I've seen some projectors mounted to the ceiling in basements and as people walk on the floor above, the projector will vibrate and move. Any thoughts on how to resolve this issue?


----------



## tonyvdb (Sep 5, 2007)

Stiffen up the floor joists by laminating another beam to the existing ones. The mount will only be as stiff as the ceiling you mount it too.


----------



## 73shark (Jul 12, 2014)

If the builder omitted bridging, install it. It helps stiff the floor above. Bridging: X-bracing between floor joists, usually 1X4s. Can be purchase pre-cut.


----------



## doublejroc (Feb 5, 2011)

I will look into the cross bracing. Thanks guys! Let you know how it goes.


----------



## bgarcia17 (Jan 8, 2007)

....you just made me think about potential vibration from my ceiling-mounted IB. I am close to mounting my pj in that room. With it dropping down about 20", I now fear even a small vibration on the ceiling will translate to visible shake on the screen. Part of my reason for installing the pj was to have a big pic to match the big sound. 

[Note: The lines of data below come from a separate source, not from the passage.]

Issue #2905, opened 2022-08-31
Support for KafkaJS publishers and consumers


michaelhyatt:
It would be great to have NodeJS agent support [KafkaJS](https://kafka.js.org/) publishers and consumers to create transactions and spans, as well as trace context propagation.

astorm:
@michaelhyatt is there a specific Node.js kafka library you're interested in supporting? It looks like there's a few of them.

michaelhyatt:
Yep, https://kafka.js.org/

Gauravism2017:
Are there any progress/plans to support this library?

trentm:
@Gauravism2017 No update on this currently. Comments/notes/reactions on this issue (like yours) will help decide if we can prioritize this work.

PR #3786, opened 2023-12-12
feat: add kafkajs instrumentation

david-luna:
PR to add `kafkajs` instrumentation. Summary of additions
- instrument `send`& `sendBatch` methods of `kafkajs producers`
  -  creating a spans if apply (topic not ignored by config)
  - propagating traceparent info into message headers

- instruments `eachMessage` of `kafkajs consumers`
  - creating a transaction if apply (topic not ignored by config)
  - setting the `trace_id` if traceparent present in message headers
- instruments `eachBatch` of `kafkajs consumers`
  - creating a transaction if apply (topic not ignored by config)
  - setting the transaction `links` if traceparent present in message headers

Closes: #2905 

### Checklist

- [x] Implement code
- [x] Add tests
- [x] Update documentation


david-luna:
note: concurrency is an issue that make test fail

oleh-kravchuk:
Hi, wondering about any updates for this MR, when it will be merged approx?

oleh-kravchuk:
@trentm Thanks for the quick reply

We are curious in the new solution (native kafkajs support)
cuz currently we reused the next approach:

```
import { registerInstrumentations } from "@opentelemetry/instrumentation";
import { NodeTracerProvider } from "@opentelemetry/sdk-trace-node";
import { KafkaJsInstrumentation } from "opentelemetry-instrumentation-kafkajs";
import { Span } from "@opentelemetry/api";

const tracerProvider = new NodeTracerProvider();
tracerProvider.register();

const instrumentations = [];
instrumentations.push(
  new KafkaJsInstrumentation({
    producerHook: function (span: Span, _topic: string, message) {
      span.setAttribute("kafka_producer_hook_attribute", customParser(message));
    },
    consumerHook: function (span: Span, _topic: string, message) {
       span.setAttribute("kafka_consumer_hook_attribute", customParser(message));
    }
  })
);

registerInstrumentations({ instrumentations });
```

We expect a native support will speed up the initialisation phase and simplify the code base, than this one ^.

Could you compare both ways and share with us pros&cons? Thanks in advance

max-zirkonzahn:
Hi there, are there any news / updates on the state of this MR?

ImadSai:
I'm interested too about this feature.

lib/instrumentation/modules/kafkajs.js
```diff
@@ -0,0 +1,451 @@
...
+  function wrapEachBatch(origEachBatch) {
+    return async function ({ batch }) {
+      if (shouldIgnoreTopic(batch.topic, config)) {
+        return origEachBatch.apply(this, arguments);
+      }
+
+      const trans = ins.startTransaction(`${NAME} RECEIVE from batch`, TYPE);
+
+      // TODO: not sure if this should be here but we got batches for only one topic
+      // https://github.com/elastic/apm/blob/main/specs/agents/tracing-instrumentation-messaging.md#context-fields
```
trentm, line 198: Sounds good. It looks like a batch can only receive messages from a single topic. I thikn you can remove this TODO.

lib/instrumentation/modules/kafkajs.js
```diff
@@ -0,0 +1,451 @@
...
+   * @param {ConsumerRunConfig['eachBatch']} origEachBatch
+   * @returns {ConsumerRunConfig['eachBatch']}
+   */
+  function wrapEachBatch(origEachBatch) {
+    return async function ({ batch }) {
+      if (shouldIgnoreTopic(batch.topic, config)) {
+        return origEachBatch.apply(this, arguments);
+      }
+
+      const trans = ins.startTransaction(`${NAME} RECEIVE from batch`, TYPE);
```
trentm, line 195:
```suggestion
      const trans = ins.startTransaction(`${NAME} RECEIVE from ${batch.topic}`, TYPE);
```

?   I'm not sure if there is a way to distinguish this transaction name that is receiving a batch from a transaction name for receiving a *single message*?  The spec doesn't really say: https://github.com/elastic/apm/blob/main/specs/agents/tracing-instrumentation-messaging.md#naming
Maybe a non-issue for now.

lib/instrumentation/modules/kafkajs.js
```diff
@@ -0,0 +1,451 @@
...
+      };
+      trans.setServiceContext(serviceContext);
+
+      // Extract span links from up to 1000 messages in this batch.
+      // https://github.com/elastic/apm/blob/main/specs/agents/tracing-instrumentation-messaging.md#receiving-trace-context
+      // A span link is created from a `traceparent` header in a message.
+      const messages = batch && batch.messages;
+
+      if (messages) {
+        const links = [];
```
trentm, line 213: See my comment on the test case for this. Currently this is resulting in duplicate links (same trace_id and span_id) because it is receiving messages sent from the same outgoing span. Perhaps use a `Set` of seen traceparent values.

lib/instrumentation/modules/kafkajs.js
```diff
@@ -0,0 +1,451 @@
...
+      const parentSpan =
+        span || runContext.currSpan() || runContext.currTransaction();
+
+      if (parentSpan) {
+        record.messages.forEach((msg) => {
+          const newHeaders = Object.assign({}, msg.headers);
+          parentSpan.propagateTraceContextHeaders(
+            newHeaders,
+            function (carrier, name, value) {
+              // TODO: why doing it everywhere???
```
trentm, line 302: Because there is a share impl of `propagateTraceContextHeaders` in lib/tracecontext/index.js that is meant to handle bwcompat cases supporting `elastic-apm-traceparent`.  The idea here is that even if `useElasticTraceparentHeader: true` we still don't want to propagate that header for this *new* instrumentation -- only for HTTP instrumentation.  At least in SQS there is a low limit on the number of headers, so adding `elastic-apm-traceparent` that will almost certainly never get used could cause harm.

It certainly does feel silly to have this check everywhere however. Perhaps `.propagateTraceContextHeaders` could grow a `{legacyHeaders: true}` option (or a separate method for this) that would only be called in the HTTP instrumentation. Only that code path would consider adding `elastic-apm-traceparent`.

lib/instrumentation/modules/kafkajs.js
```diff
@@ -0,0 +1,451 @@
...
+   * - creates an exit span for the operation
+   * - propagates trace context via message headers
+   *
+   * @param {Producer['sendBatch']} origSendBatch
+   * @returns {Producer['sendBatch']}
+   */
+  function wrapProducerSendBatch(origSendBatch) {
+    return async function (batch) {
+      // TODO: discuss this. if all topics are ignored should the agent avoid
+      // creating a span?
```
trentm, line 360: Yes, I think so.

lib/instrumentation/modules/kafkajs.js
```diff
@@ -0,0 +1,451 @@
...
+        });
+      }
+
+      if (!span) {
+        return origSendBatch.apply(this, arguments);
+      }
+
+      const destCtx = {
+        // `service.name` and `service.resource` cannot be set since `producer.sendBatch`
+        // is meant to send to several topics at a time
```
trentm, line 407: This might be worth discussing with the team. What does the Java Kafka instr do in this case? If there is a single topic in the outgoing batch, then should this use that value?

trentm (commented):
This is great.  I am sorry for taking so long to review.

lib/instrumentation/modules/kafkajs.js
david-luna: All my tests suggested there is only one topic per batch so I?m going to apply this suggestion

lib/instrumentation/modules/kafkajs.js
david-luna: Thanks for the explanation. Makes a lot of sense :)

lib/instrumentation/modules/kafkajs.js
david-luna: I can check the Java agent Implementation 1st before raising this topic in the next meeting.

test/docker-compose.yml
```diff
@@ -132,6 +132,42 @@ services:
...
+      - nodekafkadata:/var/lib/kafka/data
+    environment:
+      - KAFKA_BROKER_ID=1
+      - KAFKA_CFG_ZOOKEEPER_CONNECT=zookeeper:2181
+      - ALLOW_PLAINTEXT_LISTENER=yes
+      - KAFKA_CFG_LISTENER_SECURITY_PROTOCOL_MAP=CLIENT:PLAINTEXT,EXTERNAL:PLAINTEXT
+      - KAFKA_CFG_LISTENERS=CLIENT://:9092,EXTERNAL://:9093
+      - KAFKA_CFG_ADVERTISED_LISTENERS=CLIENT://kafka:9092,EXTERNAL://localhost:9093
+      - KAFKA_CFG_INTER_BROKER_LISTENER_NAME=CLIENT
+      - KAFKA_CFG_DELETE_TOPIC_ENABLE=true
```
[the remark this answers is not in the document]
david-luna: I'm going to add the ref link. Thanks for pointing it out :)

test/instrumentation/modules/kafkajs/kafkajs.test.js
```diff
@@ -0,0 +1,637 @@
...
+        delete t.result;
+        delete t.context.user;
+        delete t.context.tags;
+        delete t.context.custom;
+        delete t.context.cloud;
+      });
+
+      // Check message handling transactions
+      t.deepEqual(transactions.shift(), {
+        name: 'Kafka RECEIVE from batch',
```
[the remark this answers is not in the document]
david-luna: As said in a comment above. Although is not in the documentation the batch handler is called for each topic. I'll run come extra tests for that to be sure.

test/instrumentation/modules/kafkajs/kafkajs.test.js
```diff
@@ -0,0 +1,637 @@
...
+            span_id: spanId,
+          },
+          {
+            trace_id: tx.trace_id,
+            span_id: spanId,
+          },
+          {
+            trace_id: tx.trace_id,
+            span_id: spanId,
+          },
```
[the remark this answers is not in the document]
david-luna: okay, now I get it. SQS was one of the sources I've looked when I've started this part of the implementation. I'll do the changes you suggested. Thanks! :)

lib/instrumentation/modules/kafkajs.js
david-luna: changed!

test/instrumentation/modules/kafkajs/kafkajs.test.js
```diff
@@ -0,0 +1,637 @@
...
+    name: 'simple Kafkajs usage scenario for headers and body capturing on message reception',
+    script: 'fixtures/use-kafkajs-each-message.js',
+    cwd: __dirname,
+    timeout: 20000,
+    env: {
+      TEST_CLIENT_ID: 'elastic-kafka-client',
+      TEST_GROUP_ID: `elastictest-kafka-group-${rand}`,
+      TEST_TOPIC: kafkaTopic,
+      TEST_KAFKA_HOST: kafkaHost,
+      TEST_CAPTURE_HEADERS: 'true',
```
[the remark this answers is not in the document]
david-luna: That nit surfaced that actually the instrumentation was not checking `captureHeaders` configuration. It is fixed now :)

test/instrumentation/modules/kafkajs/kafkajs.test.js
```diff
@@ -0,0 +1,637 @@
...
+    },
+    checkApmServer(t, apmServer) {
+      t.ok(apmServer.events[0].metadata, 'metadata');
+      const events = sortApmEvents(apmServer.events);
+      const tx = events.shift().transaction;
+
+      // First the transaction.
+      t.ok(tx, 'got the send transaction');
+
+      // Check topic is ignored
```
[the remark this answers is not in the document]
david-luna: Previous tests are already checking the context propagation when the message sending is instrumented so I wanted to have the other case as well (no span generated from the instrumentation, therefore the trace context comes from the transaction)

I'm going keep the ignore and stash the `transaction_id` to check `traceparent` headers in next test

david-luna (commented):
/test tav kafkajs

lib/instrumentation/modules/kafkajs.js
trentm: The `topic` is a property of the `batch` object, so I assume it must be just one topic -- unless the types or Kafka core docs suggest otherwise.  With a short attempt, I can't find any Kafka docs on this.

lib/instrumentation/modules/kafkajs.js
```diff
@@ -356,13 +367,15 @@ module.exports = function (mod, agent, { version, enabled }) {
...
-      const shouldIgnoreBatch =
-        topics && topics.every((t) => shouldIgnoreTopic(t, config));
+      let shouldIgnoreBatch = true;
+      const messages = batch.topicMessages || [];
+      for (const msg of messages) {
+        if (!shouldIgnoreTopic(msg.topic, config)) {
+          shouldIgnoreBatch = false;
+          break;
+        }
+      }
```
trentm, line 378: nit: This nit might be premature optimization. If the number of messages is very large (say 1000), then we'll be running the possibly-relatively-slow `shouldIgnoreTopic` for every message, when those many messages are likely all from a small set of topics. Perhaps this could get the set of topics and only `shouldIgnoreTopic(topic)` once for each topic.

test/instrumentation/modules/kafkajs/fixtures/use-kafkajs-each-message.js
```diff
@@ -80,7 +78,7 @@ async function useKafkajsClient(kafkaClient, options) {
     messages: [
       { value: 'each message 1', headers: { foo: 'string' } },
       { value: 'each message 2', headers: { foo: Buffer.from('buffer') } },
-      { value: 'each message 3' },
+      { value: 'each message 3', headers: { auth: 'secret_token' } },
```
trentm, line 81:
```suggestion
      { value: 'each message 3', headers: { auth: 'this_is_a_secret' } },
```

super-nerd-crazy-nit: To avoid a grep hit with `secret_token` in lib/config/schema.js.

test/instrumentation/modules/kafkajs/kafkajs.test.js
```diff
@@ -344,7 +341,7 @@ const testFixtures = [
     },
   },
   {
-    name: 'simple Kafkajs usage scenario for headers and body capturing on message reception',
+    name: 'simple Kafkajs usage scenario for `captureHeaders=false` and `capturebody=all` on message reception',
```
trentm, line 344:
```suggestion
    name: 'simple Kafkajs usage scenario for `captureHeaders=false` and `captureBody=all` on message reception',
```

nit

trentm (dismissed):
A couple of nits.

lib/instrumentation/modules/kafkajs.js
david-luna: yes, the previous code was doing the same and also allocating a new array of strings and using a callback function as an argument for `.every` method. So this version tackles only the memory allocation.

What I've missed is a topic could be the same for many messages so we could use a `Set` and iterate over it. I'm going to add this change

lib/instrumentation/modules/kafkajs.js
```diff
@@ -0,0 +1,472 @@
...
+      for (const t of topics) {
+        if (!shouldIgnoreTopic(t, config)) {
+          shouldIgnoreBatch = false;
+          break;
+        }
+      }
+
+      if (!shouldIgnoreBatch) {
+        span = ins.createSpan(
+          `${NAME} send messages batch`,
```
trentm, line 390: I guess this doesn't conform to https://github.com/elastic/apm/blob/main/specs/agents/tracing-instrumentation-messaging.md#naming
However, that spec doesn't cover the batch case.  This is basically the same discussion as https://github.com/elastic/apm-agent-nodejs/pull/3786/files#r1488754514 below.

lib/instrumentation/modules/kafkajs.js
```diff
@@ -0,0 +1,472 @@
...
+      }
+
+      // W3C trace-context propagation.
+      const runContext = ins.currRunContext();
+      const parentSpan =
+        span || runContext.currSpan() || runContext.currTransaction();
+
+      if (parentSpan && batch.topicMessages) {
+        batch.topicMessages.forEach((topicMessage) => {
+          topicMessage.messages.forEach((msg) => {
```
trentm, line 405: Should we avoid propagating trace-context on messages in a topic that we should ignore?

lib/instrumentation/modules/kafkajs.js
david-luna: note to self: As agreed, use the following rule for naming batches `Kafaka SEND to A,B,C,D...` where `A,B,C,D...` are the topics sorted and truncated at a certain length

lib/instrumentation/modules/kafkajs.js
trentm: Nevermind, I am wrong. This should still propagate the trace-context.

lib/instrumentation/modules/kafkajs.js
trentm: ... removing ignored topic names from the span/transaction name.

oleh-kravchuk:
@david-luna @trentm 

I see that this MR is already at the final stage, isn't it?

Thanks for your efforts for shipping such a valuable changes.
We look forward to use `native kafkajs instrumentation` on our side ;-)

lib/instrumentation/modules/kafkajs.js
david-luna: when brought to the agents meeting there was a consensus to:
- add the topic name if there is only ONE topic not being ignored
- add no topic names in any form if there is more than one topic not being ignored

david-luna: the implementation is done and a specific test is added in the last commit. @trentm could you do a last review (hopefully)?

test/instrumentation/modules/kafkajs/kafkajs.test.js
```diff
@@ -280,16 +281,143 @@ const testFixtures = [
         delete s.sample_rate;
       });
 
+      // The 1st batch has only one topic which is not ignored
+      // so the span has message context and also
+      // - service.target.name
+      // - destination.service.resource
       t.deepEqual(spans.shift(), {
-        name: 'Kafka send messages batch',
+        name: `Kafka send to ${kafkaTopic}`,
```
trentm, line 289:
```suggestion
        name: `Kafka SEND to ${kafkaTopic}`,
```

david-luna:
@trentm I've also updated the test expectations for the latest changes in span names. Now tests are green :)

david-luna (commented):
/test tav kafkajs

trentm (approved):
Awesome. Nice work.

PR #3789, opened 2023-12-15
fix fastify deprecated routerMethod、routerPath

aimidy:
FastifyDeprecation: You are accessing the deprecated "request.routerMethod" property. Use "request.routeOptions.method" instead. Property "req.routerMethod" will be removed in `fastify@5`.
FastifyDeprecation: You are accessing the deprecated "request.routerPath" property. Use "request.routeOptions.url" instead. Property "req.routerPath" will be removed in `fastify@5`.

### Checklist

- [x] Implement code
- [ ] Add tests
- [ ] Update documentation

### DIFF
--- a/lib/instrumentation/modules/fastify.js
+++ b/lib/instrumentation/modules/fastify.js
@@ -70,8 +70,8 @@ module.exports = function (
 
     agent.logger.debug('adding onRequest hook to fastify');
     _fastify.addHook('onRequest', (req, reply, next) => {
-      const method = req.routerMethod || req.raw.method; // Fallback for fastify >3 <3.3.0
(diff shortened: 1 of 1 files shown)


trentm:
@aimidy Thanks very much for digging into this and opening this PR!

Your patch would, I think, break for fastify 4.x versions before 4.10.0 when `req.routeOptions` was added. "I think" because I haven't tested that.

I fixed this same issue in the OpenTelemetry repo a few months back https://github.com/open-telemetry/opentelemetry-js-contrib/pull/1763
I've opened https://github.com/elastic/apm-agent-nodejs/pull/3814 here that should fix the issue.

trentm:
Handled the equivalent via https://github.com/elastic/apm-agent-nodejs/pull/3814

Issue #3800, opened 2023-12-19
update-tav-versions.js needs update for tav@5 syntax


trentm:
See #3796

PR #3812, opened 2024-01-02
chore: adapt `update-tav-versions.js` to the new TAV@5 syntax

david-luna:
In a previous [dependabot update](https://github.com/elastic/apm-agent-nodejs/pull/3796) the `test-all-versions` package was updated two major versions. One of this majors had a breaking change in the syntax of `.tav.yml` file so the script used to keep that file updated (update-tav-versions.js) no longer works.

This PR adapts the existing script to the new `.tav.yml` syntax and also:
- updates the `.tav.yml` file
- removes `tav-versions-fastify.sh` which was used to update fastify and is no longer needed.

Closes: #3800 

### Checklist

- [x] Implement code
- [ ] Add tests
- [ ] Update documentation


dev-utils/update-tav-versions.js
```diff
@@ -150,7 +137,17 @@ async function main() {
...
+      }
+    } else if (tavToUpdate && line.startsWith('  - versions:')) {
+      console.log(`Updating versions of ${tavToUpdate}`);
+      const tavMatrix = tavVersMap.get(tavToUpdate);
+      const tavVers = tavMatrix.shift();
+
+      if (tavVers.length > 0) {
+        tavLines[idx] = `  - versions: '${tavVers.join(' || ')}'`;
+      }
     }
```
trentm, line 151: It might be helpful to have a guard that will error out if there are any unused `tavVersMap` entries. Could this happen if there is a block with multiple versions sections, but the first field is not `versions`, e.g. something like:

```yaml
mysql2:
  - foo: bar
    versions: '>=1.0.0 <1.6.0'
    commands: "..."
```

trentm (approved):

PR #3835, opened 2024-01-18
fix(mongodb): fix #3834

### LINKED ISSUE #3834: fix <database>.$cmd.getMore span on mongodb
we have spans like this `<database>.$cmd.getMore`, but it should be `<database>.<collection>.getMore`

correct getCollection to handle `getMore` command events

there is not way to fix this

**Additional context**
improved span name

```
function collectionFor(event) {
    const collection = event.command[event.commandName];
    return typeof collection === 'string' ? collection : '$cmd';
  }
  ```
  
  https://github.com/elastic/apm-agent-nodejs/blob/main/lib/instrumentation/modules/mongodb.js#L224

### PR DESCRIPTION
**Pull request by sibelius**
command started event example:

```jsx
{
  event: CommandStartedEvent {
    name: 'commandStarted',
    address: '172.20.0.2:27017',
    connectionId: 12,
    serviceId: undefined,
    requestId: 686,
    databaseName: 'mydatabase',
    commandName: 'getMore',
    command: {
      getMore: new Long('1769182660590360229'),
      collection: 'Interaction',
      batchSize: 1000,
      lsid: [Object],
      '$clusterTime': [Object],
      '$db': 'mydatabase'
    }
  },
  commandName: 'getMore',
  collection: new Long('1769182660590360229')
}
```

### Checklist

- [x] Implement code
- [ ] Add tests
- [ ] Update documentation

### DIFF
--- a/lib/instrumentation/modules/mongodb.js
+++ b/lib/instrumentation/modules/mongodb.js
@@ -222,6 +222,10 @@ module.exports = (mongodb, agent, { version, enabled }) => {
   }
 
   function collectionFor(event) {
+    if (event.commandName === 'getMore') {
+      return event.command.collection;
+    }
+    
     const collection = event.command[event.commandName];
     return typeof collection === 'string' ? collection : '$cmd';
   }


david-luna:
@sibelius thanks for your contribution into `elastic-apm-node` :)

What you propose enforces the specs related to `mongodb` instrumentation ([link](https://github.com/elastic/apm/blob/main/specs/agents/tracing-instrumentation-db.md#mongodb)) for that specific command so indeed we should find a way to add the collection.

In order to move forward we need to complete the following tasks:
-  [ ] be defensive on how we extract the collection name. The [mongodb specs](https://mongodb.github.io/node-mongodb-native/6.3/classes/CommandStartedEvent.html#command) refers to command as a BSON's `Document` which does not specify the properties this PR inspects to get the collection name. Since the agent supports the range `>=3.3.0 <7` we can assume that these properties may change across versions so an `if (event.commandName === 'getMore' && event.command.collection)` would fallback to old implentation if the `collection` property does not exist or contains an empty name.
- [ ] add a test to assert the change does what is supposed to do. Would come handy if there are changes in newer versions of `mongodb` that could break our logic to extract the name from `getMore` internal command. With the CI that test we can catch if this situation happens.
- [ ] make sure your code follow the linting rules. You can use `npm run lint:fix` to fix any auto-fixable issue.

sibelius:
It looks correct for me, tks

Anyone here have a pj ceiling mount sharing the ceiling with their IB manifold? Any problems? My manifold is NOT mounted to the same joists as my pj mount, so maybe I will be ok.


----------



## NBPk402 (Feb 21, 2012)

I had the same problem, and thought it was my projector screen... I changed the projector to a shelf mount and the problem went away. :T


----------



## Talley (Dec 8, 2010)

Mine is rock solid. Sorry you have a problem.


----------



## DqMcClain (Sep 16, 2015)

You could always switch to a shelf mount, and then shock-mount the shelf with bungee cord... it works for microphones in high-vibration mounting situations (Like the bottom side of a marimba). And there are ways to not make that look as silly as you might be imagining.


----------



## doublejroc (Feb 5, 2011)

Quick update....i haven't done anything yet to fix the problem. But, I have been thinking about doing the shelf option. Currently it's on a makeshift shelf and it's not too bad. I just don't want to order a mount, install, then find out it shakes.
Lately I have been working on the theatre room so I need to start a new thread soon so you guys will know where I'm at. Hopefully this weekend I'll get to it.


----------



## lugeidx4 (Nov 19, 2018)

My projector mount is attached to wood work/the trusses by four screws. However any time someone walkes through the kitchen above...


----------